Gather ’round, kids!  It’s time to hear the story of The Two Daves!  Before I introduce you to Dave (and Dave), let me give you a little bit of the story before he (and he) came along.

I was out running errands with Claire this evening.  Our plans were to get some iced drinks from Sonic and return a Redbox DVD at a local grocery store.  The Sonic part of it went off without a hitch.  The service was good, if even a little too good.

As an aside, it seems to me that no matter what you put in italics, it sounds ominous.  It’s the old-fashioned case of “it’s not what you say, it’s how you say it”.  Compare:

“What’s in this casserole?” and “What’s in this casserole?”

“That guy’s a machine!” and “That guy’s a machine!”  (With an implied “RUN!!!“)

“Thanks for the mincemeat pie.” and “Thanks for the mincemeat pie.”

“Do you feel me?” and “Do you feel me?”  (Also with an implied “RUN!!!“)

Since a fast-food restaurant chain that owns 51% of Redbox, serves Big Macs, recently brought back McRibWiches, starts with “McDo”, and ends with “nald’s” that shall remain nameless had a Redbox that would not accept returns, I had to make the drive to Price Chopper (a local grocery chain that specializes in poor service and cockroaches) to utilize their Redbox.

I pulled into the parking lot without incident, and shut off the car.  I grabbed my drink, and we exited the car.  We promptly locked the doors and closed them.  There was maybe a 100th of a second between the time I pushed the door to the time it closed where I said to myself, “ohmygodiforgottotakethekeysoutoftheignitionandnowi’llbelockedoutofthecarbecausei
neverhadasparemadeformyselftoputinmywalletsoicouldavoidthiskindofcatastrophe”.  I was talking fast, I admit.  My eyes popped squarely out of their sockets and rested on my cheeks.  That’s what it felt like, anyway.
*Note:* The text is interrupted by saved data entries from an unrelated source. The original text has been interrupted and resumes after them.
PR #34919, opened 2023-04-06
GH-34918: [C++] Update vendored double-conversion 3.2.1

liujiacheng777:
Modifications based on doubleConversion version 3.2.1
* Closes: #34918

PR #35135, opened 2023-04-14
GH-35134: [C++] Add `arrow_vendored` namespace around double-conversion library

### LINKED ISSUE #35134: [C++] Place vendored double-conversion library in a private namespace

Double conversion is vendored in Arrow: 
* https://github.com/apache/arrow/blob/main/cpp/src/arrow/vendored/double-conversion/double-conversion.h#L33
* https://github.com/apache/arrow/blob/main/cpp/src/arrow/util/double_conversion.h#L26

This can cause symbol collisions when the Arrow library is linked into other libraries which use a different version of double-conversion.

The vendored version should be placed into its own namespace to avoid these symbol collisions.

This is a sub-issue of #34932

### Component(s)

C++

mikelui:
### Rationale for this change

See #35134

This change avoids potential symbol collisions when linking Arrow within other libraries.

This actually seems like the original intention (a private namespace) per the following merge: 767c953
The message in that merge is confusing, because it implies that the merge made the library private, when it actually did the opposite (specifically in 3b89b19). A quote is below:

>  Also, make its use private, because of Windows DLL exports. 

* an `update.sh` script to 
  * automatically pull a new version, 
  * apply the namespace change, 
  * apply a custom patch for seemingly Gandiva (15137e2)
    * this patch will break in future versions of double-conversion, but it is at least documented in the update script
* the update script is run for the current version 

The script is based on: https://github.com/apache/arrow/blob/main/cpp/src/arrow/vendored/fast_float/update.sh

### Are these changes tested?

Yes. Built and tests run

Only if users used to depend on using the internal vendored double-conversion libraries for their own code. In such a case, when they upgrade, they would have to specify the `arrow_vendored` namespace. 
* Closes: #35134

### DIFF
--- a/cpp/src/arrow/vendored/double-conversion/README.md
+++ b/cpp/src/arrow/vendored/double-conversion/README.md
@@ -17,7 +17,7 @@
   under the License.
 -->
 
-The files in this directory are vendored from double-conversion git tag v3.1.5.
+The files in this directory are vendored from double-conversion git tag v3.1.5
 
 To update, run:
 
--- a/cpp/src/arrow/vendored/double-conversion/README.md
+++ b/cpp/src/arrow/vendored/double-conversion/README.md
@@ -18,3 +18,18 @@
 -->
 
 The files in this directory are vendored from double-conversion git tag v3.1.5.
+
+To update, run:
+
+```
+./update.sh VERSION
+```
+
+For example:
+
+```
+./update.sh 3.1.5
+```
+
+If there are errors patching changes, you may have to manually intervene and resolve patch errors.
+If so, please update the patches so the modifications are explicit.
--- a/cpp/src/arrow/vendored/double-conversion/update.sh
+++ b/cpp/src/arrow/vendored/double-conversion/update.sh
@@ -1,0 +1,56 @@
+#!/usr/bin/env bash
+#
+# Licensed to the Apache Software Foundation (ASF) under one
+# or more contributor license agreements.  See the NOTICE file
+# distributed with this work for additional information
+# regarding copyright ownership.  The ASF licenses this file
+# to you under the Apache License, Version 2.0 (the
+# "License"); you may not use this file except in compliance
+# with the License.  You may obtain a copy of the License at
+#
+#   http://www.apache.org/licenses/LICENSE-2.0
+#
+# Unless required by applicable law or agreed to in writing,
+# software distributed under the License is distributed on an
+# "AS IS" BASIS, WITHOUT WARRANTIES OR CONDITIONS OF ANY
+# KIND, either express or implied.  See the License for the
+# specific language governing permissions and limitations
+# under the License.
+
+set -eu
+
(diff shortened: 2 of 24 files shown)


cpp/src/arrow/vendored/double-conversion/README.md
```diff
@@ -17,4 +17,4 @@
   under the License.
 -->
 
-The files in this directory are vendored from double-conversion git tag v3.1.5.
+The files in this directory are vendored from double-conversion git tag v3.1.5
```
kou, line 20: Could you add how to use `update.sh`?

kou (commented):
Thanks!

Could you rebase on main for #35145?

I want us to upstream our changes instead of having our patches for easy to maintain.
Could you wait for a response from Gandiva developers? 
https://github.com/apache/arrow/pull/34919#issuecomment-1501420706

cpp/src/arrow/vendored/double-conversion/update.sh
```diff
@@ -0,0 +1,55 @@
...
+if [ "$#" -ne 1 ]; then
+  echo "Usage: $0 VERSION"
+  echo " e.g.: $0 3.2.1"
+  exit 1
+fi
+
+version="$1"
+
+pushd "${source_dir}"
+rm -rf fast_float
```
kou, line 33:
```suggestion
rm -rf double-conversion
```

cpp/src/arrow/vendored/double-conversion/update.sh
```diff
@@ -0,0 +1,55 @@
...
+git clone \
+    --branch "v${version}" \
+    --depth 1 \
+    https://github.com//google/double-conversion.git
+for f in double-conversion/double-conversion/*{.h,.cc}; do
+  mv "${f}" ./
+done
```
kou, line 40: It seems that we need to care about file remove case:

```suggestion
rm *.cc *.h
for f in double-conversion/double-conversion/*{.h,.cc}; do
  mv "${f}" ./
done
```

mikelui:
> Could you wait for a response from Gandiva developers? [#34919 (comment)](https://github.com/apache/arrow/pull/34919#issuecomment-1501420706)

This doesn't change the current status-quo of the patched changes, and instead just makes it explicit. Would it make sense to merge this now, and allow for the upstream changes for the version update?

The patch in the script would actually fail since those files don't exist in the newest version of double-conversion (the version being updated in that PR)

kou (approved):
+1

> Would it make sense to merge this now, and allow for the upstream changes for the version update?

OK. I see.

liujiacheng777:
@kou @mikelui I would like to update the double-conversion from v3.1.5 to v3.2.1. Can I upgrade based on the original v3.1.5 version and then you add arrow_vendored namespace

kou:
Could you do "add arrow_vendored namespace" by the script added by this pull request?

I immediately looked to Claire.  “You have your keys, right?” I said.  She replied, “No, I just grabbed my purse when we left the house.”  And yet, despite knowing very well that the doors were locked and that no keys were to be found in that black hole of a purse, she started digging in every fold of the bag (I think she did this so I would calm down enough to put my eyes back in my head).  I checked every handle on the car, as if this one time (there it goes again), the rear passenger door would choose not to completely lock.

No such luck.

Men do crazy things in this situation.  I, being a man (last time I checked), looked at Claire and said, “Why don’t you have your keys with you?  You should always have your keys with you!”  She smiled and said, “You locked the keys in the car.  It’s not my fault.”  Checkmate.  If I were holding a helium balloon by the string at that moment, it would have entirely deflated and landed at my feet.

I called “Dave’s Service Involving Locks, Handles, and Other Assorted Keyables” (name changed to protect price gougers) to see if they could drive across the street with a slimjim, a crowbar, and a blowtorch.  I was willing for them to do whatever it would take to get my keys out.  Since it was 8:00 PM, I thought they might be closed.  A gentleman picked up.

He: Hello?  Dave’s Service.

Me: Are you still open?

He: No, we closed at 5.

Me: I locked my keys in my car.  Not that it makes any difference, but how much would it cost for someone to come out and unlock my car?

He: $60.00

(That made ALL the difference.)

Me: Alright, let me call you back.

I would not be needing Dave’s services today.  Claire then suggested that I go inside and ask someone inside the store for a coat hanger and a doorstop.  Apparently, she’s been the victim of trapped keys herself (more than a few times).  Begrudgingly, I walked into the store, first returning the Redbox DVD, then approaching the Customer Service counter.  My conversation with the Customer Service Lady was as follows:

Me: Excuse me, I have a strange request.  I have locked my keys in my car, and I was wondering if you have a doorstop and a metal coat hanger I could borrow.

She: I have a coat hanger, but no doorstop.

Me: How about a screwdriver?

*She disappeared into a side room for a moment and returned with a hanger and 3 screwdrivers*

Me: Not to be picky, but do you have any in a flat-head?

*She disappeared again and returned with a flat-head screwdriver*

Me: Thank you so much!  I will return with your tools.

She: I trust you.  Good luck!

To be honest, she was as friendly as could be.  Price Chopper ought to be proud to have such a helpful employee.  I don’t know why I would speak so poorly about the place (as I did above).  My working for the competition across the street for over 10 years may or may not have played a part in that.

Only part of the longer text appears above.